BYTE was a niche magazine for a niche audience. BYTE was never for the masses.

Perhaps your location in Armenia separates you from the actual popularity of
BYTE magazine back in the day. I remember 1990s brick&mortar bookstores like
Barnes & Noble and Borders would carry more popular magazines like "PC
Magazine"[1] and "PC Computing"[2] but they didn't have BYTE on the shelves.
You had to subscribe to BYTE by mail. How did someone subscribe to BYTE if
they weren't on the retail racks in the first place?!? By mailing in the BYTE
subscription card (advertisement) that was placed inside of PC Magazine!

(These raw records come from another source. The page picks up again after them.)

PR #10069, opened 2020-09-19
Support adding a git spec repo with a sparse checkout

igor-makarov:
* Support adding a git spec repo with a sparse checkout.
* Add the main spec repo git `CocoaPods/Specs` as sparse.


CocoaPodsBarista:
<table>
  <thead>
    <tr>
      <th width="50"></th>
          1 Warning
      </th>
     </tr>
  </thead>
  <tbody>
    <tr>
      <td>:warning:</td>
    </tr>
  </tbody>
</table>

```markdown
* Support adding a git spec repo with a sparse checkout  
```

</p>

lib/cocoapods/command/repo/add.rb
```diff
@@ -83,8 +85,25 @@ def clone_repo
...
               git!(command)
+
+              if @sparse
+                Dir.chdir(@name) do
+                  git!(%w[config core.sparseCheckout true])
+                  git!(%w[config core.sparseCheckoutCone true])
+                  File.open('.git/info/sparse-checkout', 'w') do |sparse|
+                    sparse.puts '/*'
+                    sparse.puts '!/*/'
+                    sparse.puts 'Specs/2/e/c/RxSwift'
```
dnkoutso, line 100: what is this needed for?

igor-makarov: Well, this is a funny thing, actually - the `Specs` dir has no direct files, only folders - so using the 2 filters above, git doesn't create it together with the rest of the repo root.   
Because there is no `Specs` dir at the time of creation, `Source#specs_dir` returns an incorrect value.

Adding this arbitrary pod dir causes `Specs` to get created and therefore the rest of the process to work correctly.

We could add a `.gitkeep` file into the spec repo and have a less esoteric sparse checkout init, what do you think?

lib/cocoapods/command/repo/add.rb
```diff
@@ -83,8 +85,25 @@ def clone_repo
             Dir.chdir(config.repos_dir) do
               command = ['clone', @url]
               command << '--progress' if @progress
+              command << %w[--filter=blob:none --no-checkout --depth 1] if @sparse
```
endocrimes, line 88: We should check with GitHub if adding `--depth 1` is going to be problematic here. (I expect it might be, given that they don't recommend that to folks here: https://github.blog/2020-01-17-bring-your-monorepo-down-to-size-with-sparse-checkout/)

lib/cocoapods/command/repo/add.rb
endocrimes: Adding a `.gitkeep` or similar (preferably with content that explains its use) would be preferred to an arbitrary pod I think

lib/cocoapods/command/repo/add.rb
```diff
@@ -83,8 +85,25 @@ def clone_repo
...
               command << '--' << @name
+
               git!(command)
+
+              if @sparse
+                Dir.chdir(@name) do
```
endocrimes, line 94: break this section into a new method and add some tests?

lib/cocoapods/command/repo/add.rb
igor-makarov: The `--depth 1` part cannot be removed, as cloning without it brings us back to the non-performant full clone scenario. 😭

The good news is that I think there's no need to worry about this. The cloning part doesn't even involve sparse checkouts at all, but separate git feature called [partial clones](https://about.gitlab.com/blog/2020/03/13/partial-clone-for-massive-repositories/). 

It basically allows you to perform a clone without bringing over all the objects. Additionally, it works great with shallow clones as it simply keeps the clone shallow and allows updating it forward without unshallowing.

That said, I'd love to run it by GH folks if you can point me to anyone, @endocrimes?

igor-makarov:
@endocrimes @dnkoutso I've added the `.gitkeep` to Specs, please merge [Specs#14473](https://github.com/CocoaPods/Specs/pull/14473) so that I can proceed with fixing the current PR.

dnkoutso:
@igor-makarov want to rebase just in case to build with GH actions? Also is this considered done?

igor-makarov:
@dnkoutso I still need to add some tests for it...  Got sidelined by the whole CDN shenanigans and the CI build flake shenanigans 😂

Also as trivia, BYTE was the last magazine I ever paid a subscription to
(circle 1998?) because I felt cheated after paying up for a full year and
after 1 issue, they shut down the operation. I got a form letter saying they
would substitute with something else (Dr Dobbs? can't exactly remember) but
they didn't honor their word and didn't send me a pro-rated refund for the
unsent issues. Looking back, BYTE stealing my money was a godsend because it
saved me from spending any $$$ on magazines for the last 20 years haha.

[1]
[https://en.wikipedia.org/wiki/PC_Magazine](https://en.wikipedia.org/wiki/PC_Magazine)

[2]
[https://en.wikipedia.org/wiki/PC/Computing](https://en.wikipedia.org/wiki/PC/Computing)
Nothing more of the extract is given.